RNA-based evolution is a theory that posits that RNA is not merely an intermediate between DNA and proteins, but rather a far more dynamic and independent role-player in determining phenotype. By regulating the transcription of DNA sequences, the stability of RNA, and the capability of messenger RNA to be translated, RNA processing events allow for a diverse array of proteins to be synthesized from a single gene. Since RNA processing is heritable, it is subject to natural selection and contributes to the evolution and diversity of most eukaryotic organisms.
Role of RNA in conventional evolution
In accordance with the central dogma of molecular biology, RNA passes information between the DNA of a genome and the proteins expressed within an organism. Therefore, from an evolutionary standpoint, a mutation within the DNA bases results in an alteration of the RNA transcripts, which in turn leads to a direct difference in phenotype. RNA is also believed to have been the genetic material of the first life on Earth. The role of RNA in the origin of life is best supported by the ease of forming RNA from basic chemical building blocks (such as amino acids, sugars, and hydroxyl acids) that were likely present 4 billion years ago. Molecules of RNA have also been shown to effectively self-replicate, catalyze basic reactions, and store heritable information. As life progressed and evolved over time only DNA, which is much more chemically stable than RNA, could support large genomes and eventually took over the role as the major carrier of genetic information.
Variability of RNA processing
Research within the past decade has shown that strands of RNA are not merely transcribed from regions of DNA and translated into proteins. Rather RNA has retained some of its former independence from DNA, and is subject to a network of processing events that alter the protein expression from that bounded by just the genomic DNA. Processing of RNA influences protein expression by managing the transcription of DNA sequences, the stability of RNA, and the translation of messenger RNA.

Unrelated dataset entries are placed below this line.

PR #650, opened 2022-11-12
Add option to upgrade core deps in build venv

fnordahl:
Some packages may require newer versions of core dependencies for successful execution of the `pip download` or `pip wheel` commands. Most notable example is Jinja2 and MarkupSafe when installed on Focal ref pallets/jinja#1496.

At this stage of the process the input from the charm wheelhouse.txt is not sufficient.

Add an option to upgrade pip and setuptools in the build venv to deal with these situations.

Fixes: #646
Signed-off-by: Frode Nordahl <frode.nordahl@canonical.com>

Splicing is the process by which non-coding regions of RNA are removed. The number and combination of splicing events varies greatly based on differences in transcript sequence and environmental factors. Variation in phenotype caused by alternative splicing is best seen in the sex determination of D. melanogaster. The Tra gene, determinant of sex, in male flies becomes truncated as splicing events fail to remove a stop codon that controls the length of the RNA molecule. In others the stop signal is retained within the final RNA molecule and a functional Tra protein is produced resulting in the female phenotype. Thus, alternative RNA splicing events allow differential phenotypes, regardless of the identity of the coding DNA sequence.
Phenotype may also be determined by the number of RNA molecules, as more RNA transcripts lead to a greater expression of protein. Short tails of repetitive nucleic acids are often added to the ends of RNA molecules in order to prevent degradation, effectively increasing the number of RNA strands able to be translated into protein. During mammalian liver regeneration RNA molecules of growth factors increase in number due to the addition of signaling tails. With more transcripts present the growth factors are produced at a higher rate, aiding the rebuilding process of the organ.
Silencing of RNA occurs when double stranded RNA molecules are processed by a series of enzymatic reactions, resulting in RNA fragments that degrade complementary RNA sequences. By degrading transcripts, a lower amount of protein products are translated and the phenotype is altered by yet another RNA processing event.
Most RNA processing events work in concert with one another and produce networks of regulating processes that allow a greater variety of proteins to be expressed than those strictly directed by the genome. These RNA processing events can also be passed on from generation to generation via reverse transcription into the genome. Over time, RNA networks that produce the fittest phenotypes will be more likely to be maintained in a population, contributing to evolution. Studies have shown that RNA processing events have especially been critical with the fast phenotypic evolution of vertebrates—large jumps in phenotype explained by changes in RNA processing events. Human genome searches have also revealed RNA processing events that have provided significant “sequence space for more variability”. On the whole, RNA processing expands the possible phenotypes of a given genotype and contributes to the evolution and diversity of life.